Snohomish County is part of Liberty pipeline

  • By Rich Myhre Herald Writer
  • Monday, May 7, 2012 11:47pm
  • SportsSports

When you’re chasing a dream in baseball, you go where you need to go.

And for three Snohomish County ballplayers, that journey has taken them to a conservative Christian university in rural southern Virginia, and to a baseball program that is already good and getting better.

Tyler Cox, a designated hitter and 2008 graduate of Edmonds-Woodway High School; Ian Parmley, an outfielder and 2008 Monroe graduate; and Michael Robertson, an outfielder and 2007 Jackson grad, are all members of the Liberty University baseball team. All three are starters and top offensive contributors, though Robertson has missed the last several weeks with a thigh injury.

They are part of a player pipeline that links Liberty with the Puget Sound area. Teammates Jacob Kemmerer from Issaquah and Brooks Roy from Tacoma are pitchers who played at Edmonds Community College. Current Edmonds CC pitcher Skye Adams from Vancouver, Wash., has committed to play for Liberty next season.

“We get kids from all over (the country),” said Jim Toman, Liberty’s fifth-year head coach. “We’re looking for good, hard-nosed players who can help us win and understand that we’re going to do it the right way. And the kids from out that way have been good to us.”

Of the 32 players on Liberty’s roster, 13 are from the West Coast and seven are from Washington. The Washington players all attended community colleges (Cox, Parmley and Robertson played at Bellevue CC) and were recruited by Liberty assistant coach Garrett Quinn, who has close ties with many of the state’s CC baseball coaches.

“I think the first couple of (Washington) guys that came here liked it a little bit, and then the next guys liked it, too,” Toman said. “So we’re going to continue to recruit kids from out that way as long as they want to come here and as long as they fit into this school.”
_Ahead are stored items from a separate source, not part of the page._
PR #3970, opened 2025-01-17
Update default Python versions

marbre:
Drops Python 3.8, which is EOL, see
https://devguide.python.org/versions/, and adds Python 3.12, which is the default e.g. on Ubuntu 24.04 LTS.

### DIFF
--- a/build_tools/python_deploy/build_linux_packages.sh
+++ b/build_tools/python_deploy/build_linux_packages.sh
@@ -16,7 +16,7 @@
 #   ./build_tools/python_deploy/build_linux_packages.sh
 #
 # Build specific Python versions and packages to custom directory:
-#   TM_PYTHON_VERSIONS="cp38-cp38 cp39-cp39" \
+#   TM_PYTHON_VERSIONS="cp39-cp39 cp310-cp310" \
 #   TM_PACKAGES="torch-mlir" \
 #   TM_OUTPUT_DIR="/tmp/wheelhouse" \
 #   ./build_tools/python_deploy/build_linux_packages.sh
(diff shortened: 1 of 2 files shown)


build_tools/python_deploy/build_linux_packages.sh
```diff
@@ -46,7 +46,7 @@ TM_RELEASE_DOCKER_IMAGE="${TM_RELEASE_DOCKER_IMAGE:-quay.io/pypa/manylinux2014_$
 # ./build_tools/docker/Dockerfile
 TM_CI_DOCKER_IMAGE="${TM_CI_DOCKER_IMAGE:-powderluv/torch-mlir-ci:latest}"
 # Version of Python to use in Release builds. Ignored in CIs.
-TM_PYTHON_VERSIONS="${TM_PYTHON_VERSIONS:-cp38-cp38 cp310-cp310 cp311-cp311}"
+TM_PYTHON_VERSIONS="${TM_PYTHON_VERSIONS:-cp310-cp310 cp311-cp311 cp312-cp312}"
```
ScottTodd, line 49: > Drops Python 3.8, which is EOL, see
> https://devguide.python.org/versions/

Sounds good to me, though I did notice a revert in llvm/llvm-project recently due to something breaking on 3.8: https://github.com/llvm/llvm-project/commit/3f1486f08e0dd64136fb7f50e38cd618dd0255d2

ScottTodd (approved):

build_tools/python_deploy/build_linux_packages.sh
marbre: This was re-landed with llvm/llvm-project@f136c80, but I think even if upstream MLIR supports Python 3.8, Torch-MLIR does not need to include Python 3.8 in its defaults. The patch actually does not drops support Python 3.8 but also llvm/torch-mlir-release does not build releases for 3.8.

marbre: @ScottTodd as the project requires conversations to be resolved prior to merging, is it fine to mark as resolved?

ScottTodd: Yes

PR #3974, opened 2025-01-20
fix dangling arrayref by extending temporary object lifetime

annuasd:
In the following code, makeShapeTorchCompatible returns a SmallVector, while indexShape is an ArrayRef, which will lead to a lifetime bug.


lib/Conversion/TorchToTosa/TorchToTosa.cpp
```diff
@@ -4025,7 +4025,7 @@ LogicalResult ConvertAtenOp<AtenIndexSelectOp>::matchAndRewrite(
     return rewriter.notifyMatchFailure(
         op, "Only RankedTensorType indices are currently supported");
 
-  auto inputShape = inputType.getShape();
+  auto inputShape = SmallVector<int64_t>(inputType.getShape());
```
IanWood1, line 4028: did you mean to change `indexShape` on line 4022?

annuasd: Yes. I made a mistake in previous commit.Already update commit.

PR #3975, opened 2025-01-20
refactor(ONNX): enforces `opLocation` naming convention

bjacobgordon:
1. `loc`: when searching "loc" across the codebase, this appears in contexts where it could mean "location", "locale", "lines of code", etc.
    - Avoiding abbreviations reduces this ambiguity.
2. `location`: Now the question to answer is "The location of what, exactly?" without having to ping a colleague or scrub the codebase. We see `auto location = binder.getLoc()`, so the (incorrect) inference is "ah the location of the binder, I guess", so we use that to modify the word "location"
3. `binderLocation`: Turns out that "binder" is short for "opBinder", meaning this is actually "location of _op_". So, we switch the "modifying noun"
4. `opLocation`: bakes in the understanding that probably required preceding engineers (like me) to spend their time (and others') clarifying.
    - Adding 7 characters to "loc" avoids time to grok, avoids unnecessary roping in of other engineers, and makes it easier to onboard other engineers.
    - Overall, this is easier to build upon from an organizational standpoint.

A longer, more specific name usually has less false positives in search vs a short generic one! This makes reversion easier than it was to do the conversion to begin with. On top of that, this particular name did not exist in the codebase prior to this commit, so the name was "available".

### DIFF
--- a/lib/Conversion/TorchOnnxToTorch/DefaultDomainAtoF.cpp
+++ b/lib/Conversion/TorchOnnxToTorch/DefaultDomainAtoF.cpp
@@ -24,7 +24,7 @@ LogicalResult windowFunctionImpl(OpBinder binder,
                                  Torch::ValueTensorType resultType,
                                  int64_t output_datatype, int64_t periodic) {
 
-  Location loc = binder.getLoc();
+  auto loc = binder.getLoc();
   ImplicitLocOpBuilder b(loc, rewriter);
 
   double isPeriodicFp = static_cast<double>(periodic);
@@ -355,7 +355,7 @@ void mlir::torch::onnx_c::populateDefaultDomainAtoF(
             binder.tensorResultTypeAtIndex(resultType, 0))
           return failure();
 
-        Location loc = binder.getLoc();
+        auto loc = binder.getLoc();
         Value cstFalse = rewriter.create<Torch::ConstantBoolOp>(loc, false);
         Value cstMomentum = rewriter.create<Torch::ConstantFloatOp>(
             loc, rewriter.getF64FloatAttr(momentum));
@@ -1290,7 +1290,7 @@ void mlir::torch::onnx_c::populateDefaultDomainAtoF(
       });
   patterns.onOp(
       "Conv", 1, [](OpBinder binder, ConversionPatternRewriter &rewriter) {
-        Location loc = binder.getLoc();
+        auto loc = binder.getLoc();
         Torch::ValueTensorType resultType;
         Value input, weight;
         int64_t group;
@@ -2325,7 +2325,7 @@ void mlir::torch::onnx_c::populateDefaultDomainAtoF(
                 });
   patterns.onOp(
       "Dropout", 12, [](OpBinder binder, ConversionPatternRewriter &rewriter) {
-        Location loc = binder.getLoc();
+        auto loc = binder.getLoc();
         Torch::ValueTensorType resultType;
         int64_t numOperands = binder.op->getNumOperands();
         SmallVector<Value> operands;
@@ -2407,7 +2407,7 @@ void mlir::torch::onnx_c::populateDefaultDomainAtoF(
   patterns.onOp(
       "DynamicQuantizeLinear", 11,
       [](OpBinder binder, ConversionPatternRewriter &rewriter) {
-        Location loc = binder.getLoc();
+        auto loc = binder.getLoc();
         Value input;
         Torch::ValueTensorType resultType, scaleType, zeroPointType;
         if (binder.tensorOperand(input) ||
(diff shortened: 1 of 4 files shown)


bjacobgordon:
Okay, @zjgarvey, ready! We'll start here before getting to #3945?

zjgarvey:
In general, I disagree with the change from `loc` to `opLocation`, as I much prefer the shorter `loc`. The `mlir::Location` of a conversion pattern's target op is so ubiquitous that forcing the name to be any longer than `loc` would be a non-trivial developer burden. I have never experienced any ambiguity with the variable name `loc`; furthermore, the term `opLocation` itself passes the issue of ambiguity of "what is loc?" to "which op's location?". Attempting to resolve this ambiguity even further would result in an absurd variable name like `conversionRewritePatternTargetOpLocation`, when in reality, no ambiguity was ever present in `loc` to begin with. 

For cases outside of this subdirectory, there may be multiple `mlir::Locaton`'s in a single conversion pattern. E.g., when defining the payload of a linalg generic op, a location is passed as one of the lambda function arguments. Even still the name `loc` is re-used (even conflicting with the broader `loc`), because within that payload there is still no ambiguity over the location being used.

Because of these reasons, I would be unwilling to merge and subsequently enforce the conventions requested in this PR. However, I would be amenable to enforcing a convention like: 

_"In `lib/Conversion/TorchOnnxToTorch/`, the variable name `loc` is reserved for the `mlir::Location` of a conversion pattern's target op. E.g., `mlir::Location loc = binder.getLoc();`. If multiple instances of `binder.getLoc()` would be called in a single pattern, please either use an `ImplicitLocOpBuilder`, or store the location as a variable named `loc` for `rewriter.create<SomeOp>(loc, *args)`."_

bjacobgordon:
Thanks for taking the time to write that out, @zjgarvey! Love the detail here.

So, you want to keep using `loc` because you:
1. believe a longer name would require more work from developers
1. have never felt that the name was ambiguous
1. predict that lengthening the name to reduce ambiguity is a "slippery slope"

Do you feel that this is an accurate restatement/summary of your stance?

zjgarvey:
> Thanks for taking the time to write that out, @zjgarvey! Love the detail here.
> 
> So, you want to keep using `loc` because you:
> 
>     1. believe a longer name would require more work from developers
> 
>     2. have never felt that the name was ambiguous
> 
>     3. predict that lengthening the name to reduce ambiguity is a "slippery slope"
> 
> 
> Do you feel that this is an accurate restatement/summary of your stance?

The bullet point 3. is a bit of a mischaracterization. The general point is that it is inefficient to use a variable name to clarify the nature of what gets returned by a widely-used function. Fundamentally, there is zero ambiguity in `auto loc = binder.getLoc();`. If someone is new to this repository, they need to figure out what `binder.getLoc()` does anyway. 

This is a complaint I will likely raise elsewhere in <https://github.com/llvm/torch-mlir/pull/3945>. E.g. `Value someThingAsOp = rewriter.create<OpTy>...` doesn't need to specify `AsOp` unless there is already a variable called `someThing` of a different type. This is not to mention that the additional naming in this example is inaccurate since the instance of `OpTy` getting generated by `rewriter.create` is being implicitly cast to a `Value` via the `OneResult` trait. The point I'm reinforcing with this example is that the variable name should not be instructional about what `rewriter.create` does. This is an essential part of mlir and new developers need to figure out what it does anyway. `AsOp` or `AsValue` are only going to be filler words unless used to differentiate similar things, e.g. an `int64_t` from a corresponding `Torch::ConstantIntOp` result `Value`. These could both represent a `batchSize`, and you might need the name `batchSizeValue` in order to disambiguate. 

Feel free to continue this discussion here. However, I am going to close this for now as I do not believe it will be acceptable to merge this particular PR without substantial discussion or changes.

bjacobgordon:
@stellaraccident Right, that's what's interesting to me!

Evaluating standards is no easy lift, but it can be useful to poke and prod to see if they're still serving us in the long-term. Standards that go stale or lack context can become [indistinguishable from (maladaptive) traditions](https://scilithium.wordpress.com/2012/01/08/how-humans-out-sheep-the-sheep-five-monkeys-and-a-ladder-thought-experiment/).

i.e. Is this standard:
1. _implicitly_ upheld because of a common [psychological inertia](https://en.wikipedia.org/wiki/Psychological_inertia)?
  OR
2. _explicitly_ upheld because it's the decision we would have made again if we were back at the decision table with what we know now?
  OR
3. upheld for some other reason entirely?

From my perspective, the first point applies to this case, which leads me to ask:
What quick/easy adjustments can be made to the standard that reduce the amount of context that newcomers need to ingest?

stellaraccident:
It is an easy lift. I'm saying leave it as "loc" and not engaging in a linguistic argument.

PR #3979, opened 2025-01-22
Attempt to fix the Python wheels for Windows

marbre:


marbre:
Commit b17cf23 unfortunately broke the Windows builds, but this is fixed with the proposed patch, see https://github.com/marbre/torch-mlir-release/actions/runs/12907338009.

ScottTodd (approved):

PR #3990, opened 2025-01-29
[BUILD] Add nanobind to build-requirements

vivekkhandelwal1:


build-requirements.txt
```diff
@@ -5,6 +5,7 @@ setuptools
 cmake
 ninja
 packaging
+nanobind
```
marbre, line 8:
```suggestion
nanobind>=2.4, <3.0
```
Upstream is more specific about the versions and MLIR at HEAD needs nanobind>=2.4. Let's model this here as well.

marbre (changes requested):

marbre (approved):

PR #3991, opened 2025-01-29
Bump llvm to llvm/llvm-project@d4159e2a1d1d

pashu123:


lib/Conversion/TorchToTosa/TosaLegalizeUtils.cpp
```diff
@@ -500,17 +511,5 @@ LogicalResult getConvOpsAccType(PatternRewriter &rewriter,
   return success();
 }
 
-// Temporary function to get TOSA const shape
-// TODO: Remove this function when getTosaConstShape is available in
-// externals/llvm-project/mlir/include/mlir/Dialect/Tosa/Utils/ConversionUtils.h
-Value getTosaConstShape(PatternRewriter &rewriter, Location loc,
```
praveen-g-ctt, line 506: Is this removed by mistake ?

pashu123: A function has already been added upstream.

pashu123: with the same signature.

lib/Conversion/TorchToTosa/TorchToTosa.cpp
```diff
@@ -3349,9 +3378,9 @@ LogicalResult ConvertAtenOp<AtenGeluOp>::matchAndRewrite(
         rewriter.create<tosa::PowOp>(op->getLoc(), resultType, self, three);
 
     // 0.044715 * x^3
-    auto inputPowThreeMul =
-        rewriter.create<tosa::MulOp>(op->getLoc(), resultType, magicNumber,
-                                     inputPowThree.getResult(), /*shift=*/0);
+    auto inputPowThreeMul = rewriter.create<tosa::MulOp>(
+        op->getLoc(), resultType, magicNumber, inputPowThree.getResult(),
+        /*shift=*/tosa::getTosaConstTensorSingleI32(rewriter, op, 0));
```
praveen-g-ctt, line 3383: The shift operand of tosa::MulOp expects int8 type 

https://github.com/llvm/llvm-project/blob/d4159e2a1d1d640077b2e5cde66b0a284049955f/mlir/include/mlir/Dialect/Tosa/IR/TosaOps.td#L840

lib/Conversion/TorchToTosa/TosaLegalizeUtils.cpp
praveen-g-ctt: Got it. We can remove the declaration too in ~/torch-mlir/include/torch-mlir/Conversion/TorchToTosa/TosaLegalizeUtils.h ?

PR #3995, opened 2025-01-31
[FxImporter] remove weakref finalizer of reftracker

egebeysel:
Fixes https://github.com/iree-org/iree-turbine/issues/281.

**_TL;DR:_**

The `weakref.finalize` objects cause the model parameters to be kept in memory in-between consecutive `aot.export` calls in the same process. We remove them to enable releasing the memory, this does not change the behavior of `RefTracker` or `RefMapping` classes anyhow else.

### DIFF
--- a/python/torch_mlir/extras/fx_importer.py
+++ b/python/torch_mlir/extras/fx_importer.py
@@ -2247,13 +2247,15 @@ class RefTracker:
         if existing:
             return existing
         info = RefMapping(referrent)
-        if referrent is not Empty:
-            weakref.finalize(referrent, self._ref_finalizer, ref_id)
+        # Finalizer is removed due to a memory leak
+        # See: https://github.com/iree-org/iree-turbine/issues/281
+        # if referrent is not Empty:
+        #    weakref.finalize(referrent, self._ref_finalizer, ref_id)
         self._refs[ref_id] = info
         return info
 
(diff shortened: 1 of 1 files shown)


egebeysel:
@stellaraccident could you review/approve and merge if everything looks alright :) Thanks!

penguin-wwy:
Could you comment out this section of code and add the issue link in the comments instead of deleting it directly?

stellaraccident:
> Could you comment out this section of code and add the issue link in the comments instead of deleting it directly?

This is a good idea: let's do that. I think this is safe to do, but this part was complicated. Let's plan for our future selves to have some context.

If changed as requested, then this lgtm

egebeysel:
> Could you comment out this section of code and add the issue link in the comments instead of deleting it directly?

> This is a good idea: let's do that. I think this is safe to do, but this part was complicated. Let's plan for our future selves to have some context.

Makes sense, updated it :+1:

egebeysel:
I don't think the failing CI is relevant to this specific change... Can we rerun?

penguin-wwy:
> I don't think the failing CI is relevant to this specific change... Can we rerun?

The CI issue has been fixed in #4008. You can update the code and push it again.

penguin-wwy (approved):

PR #3999, opened 2025-02-04
Support batch and classes for NonMaxSuppression

praveen-g-ctt:


praveen-g-ctt:
Following tests are passing 

https://github.com/iree-org/iree-test-suites/tree/main/onnx_ops/onnx/node/generated/test_nonmaxsuppression_two_batches
https://github.com/iree-org/iree-test-suites/tree/main/onnx_ops/onnx/node/generated/test_nonmaxsuppression_two_classes


The following test fails in IREE for cpu due to large tensor size used for stack allocation for sort operation. Tested for smaller tensor sizes and it is working as expected with correct results

https://github.com/nod-ai/SHARK-ModelDev/issues/891

lib/Conversion/TorchOnnxToTorch/DefaultDomainGtoP.cpp
```diff
@@ -3810,87 +3801,218 @@ void mlir::torch::onnx_c::populateDefaultDomainGtoP(
...
+        auto numBatches =
+            rewriter.create<Torch::AtenSizeIntOp>(loc, scores, cst0);
+        auto numClasses =
+            rewriter.create<Torch::AtenSizeIntOp>(loc, scores, cst1);
+
+        // Create an empty tensor of shape (B*C*N, 3) to store the final result.
+        // We slice this to required elements at the end
+
+        // FIXME:: Currently empty tensors created with dynamic sizes are not
+        // fully supported. Uncomment the below lines once dynamic sizes for
```
praveen-g-ctt, line 3817: Issue is similar to https://github.com/nod-ai/SHARK-ModelDev/issues/876

lib/Conversion/TorchOnnxToTorch/DefaultDomainGtoP.cpp
```diff
@@ -3810,87 +3801,218 @@ void mlir::torch::onnx_c::populateDefaultDomainGtoP(
...
+                loc, nmsTy, boxValue, scoreValue, iouThreshold);
+
+            // Compute NumOutputBoxes
+            Value numOutputBoxes =
+                rewriter.create<Torch::AtenSizeIntOp>(loc, result, cst0);
+            numOutputBoxes = rewriter.create<Torch::PrimNumToTensorScalarOp>(
+                loc, emptyTensorTy, numOutputBoxes);
+            Value maxBoxesPerClass =
+                rewriter.create<Torch::PrimNumToTensorScalarOp>(
+                    loc, emptyTensorTy, maxOutputBoxesPerClass);
```
jinchen62, line 3921: I would use tensor type with shape [1] instead of [] since those few arguments are coming with [1] and you do Minimum op with them.

jinchen62 (commented):
Left few comments, and I'm not quite clear about the nmsLoop part. @zjgarvey Would be nice to have your review too.

lib/Conversion/TorchOnnxToTorch/DefaultDomainGtoP.cpp
```diff
@@ -3810,87 +3801,218 @@ void mlir::torch::onnx_c::populateDefaultDomainGtoP(
...
+            auto minVal = rewriter.create<Torch::AtenMinimumOp>(
+                loc, numOutputBoxes.getType(), numOutputBoxes,
+                maxBoxesPerClass);
+            numOutputBoxes =
+                rewriter.create<Torch::AtenItemOp>(loc, intTy, minVal);
+
+            // Loop through the nms result
+            auto nmsLoop = rewriter.create<Torch::PrimLoopOp>(
```
zjgarvey, line 3929: I'm finding it difficult to parse this loop.

The result of the (per-batch per-channel) torchvision nms op has shape `<num_selected>`, and we need it to be `<num_selected x 3>`, where each triple is like `[batch_index, class_index, selected_box_index]`. Is the purpose of this loop to insert these elements into the final result? Is it possible to avoid using a loop for this and instead concatenate the nms result with some splat tensors, then insert that into the final result by keeping track of what the cumulative `num_selected` is?

test/Conversion/TorchOnnxToTorch/simple_ops_g_to_p.mlir
```diff
@@ -2034,53 +2034,74 @@ func.func @test_loop_forlike(%arg0: !torch.vtensor<[],si64>, %arg1: !torch.vtens
...
-  // CHECK:           %[[VAL_34:.*]] = torch.aten.size.int %[[VAL_33]], %[[VAL_24]] : !torch.vtensor<[1,1],si64>, !torch.int -> !torch.int
-  // CHECK:           %[[VAL_35:.*]] = torch.constant.int 2
-  // CHECK:           %[[VAL_36:.*]] = torch.prim.ListConstruct %[[VAL_34]], %[[VAL_35]] : (!torch.int, !torch.int) -> !torch.list<int>
-  // CHECK:           %[[VAL_37:.*]] = torch.constant.none
-  // CHECK:           %[[VAL_38:.*]] = torch.aten.zeros %[[VAL_36]], %[[VAL_37]], %[[VAL_37]], %[[VAL_37]], %[[VAL_37]] : !torch.list<int>, !torch.none, !torch.none, !torch.none, !torch.none -> !torch.vtensor<[1,2],si64>
-  // CHECK:           %[[VAL_39:.*]] = torch.prim.ListConstruct %[[VAL_38]], %[[VAL_33]] : (!torch.vtensor<[1,2],si64>, !torch.vtensor<[1,1],si64>) -> !torch.list<vtensor>
-  // CHECK:           %[[VAL_40:.*]] = torch.aten.cat %[[VAL_39]], %[[VAL_25]] : !torch.list<vtensor>, !torch.int -> !torch.vtensor<[1,3],si64>
-  // CHECK:           return %[[VAL_40]] : !torch.vtensor<[1,3],si64>
+// CHECK:           %[[VAL_5:.*]] = torch.constant.int 0
```
zjgarvey, line 2037: These lit tests are enormous. I'm not sure we want this to be so specific to the current implementation. 

It may be better to check for a few things like the loop bodies, extracts, inserts, etc.

zjgarvey (changes requested):
I'm mostly having difficulties parsing the `nmsLoop`. Could you give some details as to what the implementation there is trying to do?

lib/Conversion/TorchOnnxToTorch/DefaultDomainGtoP.cpp
```diff
@@ -3810,87 +3801,218 @@ void mlir::torch::onnx_c::populateDefaultDomainGtoP(
...
+            loc, numClasses.getType(), numBatches, numClasses);
+        numResults = rewriter.create<Torch::AtenMulIntOp>(
+            loc, numClasses.getType(), numResults, maxOutputBoxesPerClass);
+        auto finalResultType = resultType;
+        */
+
+        if (!scoreTensorType.toBuiltinTensor().hasStaticShape()) {
+          llvm_unreachable("Unimplemented: Encountered dynamic shaped tensors "
+                           "while lowering Onnx NonMaxSuppression op to torch");
+        }
```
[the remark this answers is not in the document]
zjgarvey: Or don't include the check at all if it isn't torch-mlir's fault that the IR won't compile in IREE.

test/Conversion/TorchOnnxToTorch/simple_ops_g_to_p.mlir
praveen-g-ctt: Updated the test to check for relevant ops

lib/Conversion/TorchOnnxToTorch/DefaultDomainGtoP.cpp
```diff
@@ -3701,63 +3701,58 @@ void mlir::torch::onnx_c::populateDefaultDomainGtoP(
...
               binder.op, "expected center_point_box attribute to be 0 or 1");
 
-        // TODO: Support multiple batches and classes
-        // Squeeze the boxes and scores tensor.
-        // In Onnx, the shape of boxes is [BxNx4] while the
-        // torchvision expects it to be of shape [Nx4]. Similarly, for
-        // the scores tensor shape in Onnx is [BxCxN] while the
-        // torchvision expects it to be of shape [N].
+        Value cst0 = rewriter.create<Torch::ConstantIntOp>(
+            loc, rewriter.getI64IntegerAttr(0));
```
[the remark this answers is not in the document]
praveen-g-ctt: Updated, Thanks

lib/Conversion/TorchOnnxToTorch/DefaultDomainGtoP.cpp
```diff
@@ -3810,87 +3801,218 @@ void mlir::torch::onnx_c::populateDefaultDomainGtoP(
...
+                &nmsClassLoop.getRegion(), nmsClassLoop.getRegion().begin(),
+                TypeRange({intTy, finalResultType, intTy, intTy}),
+                {loc, loc, loc, loc});
+
+            auto classIV = classLoopBody->getArgument(0);
+            auto currRes = classLoopBody->getArgument(1);
+            auto finalResIdx = classLoopBody->getArgument(2);
+            Value numResultValues = classLoopBody->getArgument(3);
+
+            auto scoreSelect = rewriter.create<Torch::AtenSelectIntOp>(
```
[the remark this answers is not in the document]
praveen-g-ctt: Updated, Thanks

lib/Conversion/TorchOnnxToTorch/DefaultDomainGtoP.cpp
```diff
@@ -3810,87 +3801,218 @@ void mlir::torch::onnx_c::populateDefaultDomainGtoP(
...
-        Value tensorList = rewriter.create<Torch::PrimListConstructOp>(
-            loc, listType, SmallVector<Value>{zeros, result});
-        rewriter.replaceOpWithNewOp<Torch::AtenCatOp>(binder.op, resultType,
-                                                      tensorList, cst1);
+          auto batchIV = batchLoopBody->getArgument(0);
+          auto currRes = batchLoopBody->getArgument(1);
+          auto finalResIdx = batchLoopBody->getArgument(2);
+          auto numResultValues = batchLoopBody->getArgument(3);
+
+          auto boxValue = rewriter.create<Torch::AtenSelectIntOp>(
```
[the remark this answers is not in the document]
praveen-g-ctt: @jinchen62 I had used AtenSelectIntOp as the selected dim is to be removed for all the usages and it gets decomposed in the subsequent DecomposeComplexOps pass. Please let me know if it would be better to use add + slice_tensor + squeeze in this change itself ?

lib/Conversion/TorchOnnxToTorch/DefaultDomainGtoP.cpp
praveen-g-ctt: @zjgarvey @jinchen62 Updated the comments for the nmsLoop part. This loop is used to insert the triplet [batch_index, class_index, selected_box_index] at the required indices element by element. 

" Is the purpose of this loop to insert these elements into the final result? Is it possible to avoid using a loop for this and instead concatenate the nms result with some splat tensors, then insert that into the final result by keeping track of what the cumulative num_selected is?"

-> Yes, I had already tried the approach with splat + concats as part of https://github.com/llvm/torch-mlir/pull/3981
I was running into runtime issues like segfault / invalid mem access due to handling of dynamic dims in IREE. 

The IR using concat + splat method is [here](https://gist.github.com/praveen-g-ctt/68511af88d6b7350ae04432a02dc71d5)


I made use of loops so that we can have a working solution initially and then update the logic once issues in IREE are fixed. Please let me know your thoughts on this!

When Robertson got his first recruiting letter from Liberty, “I had no clue who they were,” he admitted. “I thought it was probably a small program that didn’t win very much. But I looked them up on-line and then came on a recruiting trip, and I saw that it was a good program on the rise.”

Indeed, the numbers are impressive. Since Toman’s first season in 2008, the Flames are 179-105 (.630 winning percentage), including a school-record 42-19 mark in 2010. Seven players from last year’s squad were drafted by major league teams, also a school record.

Liberty, which will have a new $10-million baseball stadium in 2013, started this season 16-1 and has non-conference wins over Virginia and North Carolina while losing a close game to Georgia.

“Our conference (the Big South Conference) is kind of on the rise,” Cox said, “And when we get to go out and play Virginia, Georgia and North Carolina, that helps. It’s awesome to go to those big schools and play them.”

The level of baseball “is really great,” Parmley said. “The competition is really good and our team chemistry is probably the best I’ve ever had.”

As a Christian school, Liberty recruits good athletes who are also good citizens. Or as Toman explained, “We want kids with high character. You don’t necessarily have to be a believer to come here, but you do have to be open to a Christian environment.”

Compared to public universities like Washington or Washington State, or even a local community college, “things are different,” Cox said. “It’s a Christian university, so there’s a little bit tighter watch. There are more rules and we’re held to a higher standard, but it’s also been a good cultural experience.”

“It’s a good Christian environment,” Parmley said, “which was something I was kind of looking for.” With a partial scholarship, he added, “this was the best option for me and my family. School-wise and religious-wise, it was something that fit really well for me.”

The downside for Puget Sound-area kids, obviously, is the distance from home.

“Being 3,000 miles away is a bit of a wakeup call,” Parmley said. “But I just wanted to go somewhere where I could come in and play right away, and also get a good education. So that really wasn’t a huge issue for me.”

“I don’t really get homesick,” Robertson said, “but I wish my parents could come (to games) more often. But it takes a full day of travel to get here, so they can only make it out once a year.”

The tradeoff, he went on, is that Lynchburg “is a college town and a close-knit community.” The team might draw 4,000 fans for a Friday night game, “and it’s really fun having the whole community behind you. There are no pro sports here, so it’s kind of like we’re the only show in town.

“It’s a southern Baptist community, so it’s a lot different culturally and it takes a while to get used to that. But I like it here a lot. There’s just a lot of great people here that I’ll be friends with for the rest of my life.”